Problem statement:
An exact copy of the listing is what is needed here; write it out in full.

━━━━━ Listed records

PR #69, opened 2023-05-29
README.md: don't create an hidden file

alexislefebvre:
A file named `.castor.php` won't be listed by `ls` and other tools, e.g. file managers.

I suggest to create a regular file instead of an hidden one.

### DIFF
--- a/README.md
+++ b/README.md
@@ -16,7 +16,7 @@ It comes with many helpers to make your life easier:
 ## Usage
 
 As an example, you could create a command that prints "Hello castor" by creating
-a file `.castor.php` with the following content:
+a file `castor.php` with the following content:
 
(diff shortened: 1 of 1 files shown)


lyrixx:
**if** we do that, you'll need to update more code (the function finder at least) and the .castor.php of this repo

But let's wait for other feedback, but your argument make sens to me so I'm 👍🏼 for it

welcoMattic:
👍 for it. Argument makes sens

pyrech:
I did the renaming in https://github.com/jolicode/castor/pull/74 

Thanks @alexislefebvre for your suggestion

alexislefebvre:
Thanks for doing the changes.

━━━━━━━━━━

Reply to the task:
PR #69, opened 2023-05-29
README.md: don't create an hidden file

alexislefebvre:
A file named `.castor.php` won't be listed by `ls` and other tools, e.g. file managers.

I suggest to create a regular file instead of an hidden one.

### DIFF
--- a/README.md
+++ b/README.md
@@ -16,7 +16,7 @@ It comes with many helpers to make your life easier:
 ## Usage
 
 As an example, you could create a command that prints "Hello castor" by creating
-a file `.castor.php` with the following content:
+a file `castor.php` with the following content:
 
(diff shortened: 1 of 1 files shown)


lyrixx:
**if** we do that, you'll need to update more code (the function finder at least) and the .castor.php of this repo

But let's wait for other feedback, but your argument make sens to me so I'm 👍🏼 for it

welcoMattic:
👍 for it. Argument makes sens

pyrech:
I did the renaming in https://github.com/jolicode/castor/pull/74 

Thanks @alexislefebvre for your suggestion

alexislefebvre:
Thanks for doing the changes.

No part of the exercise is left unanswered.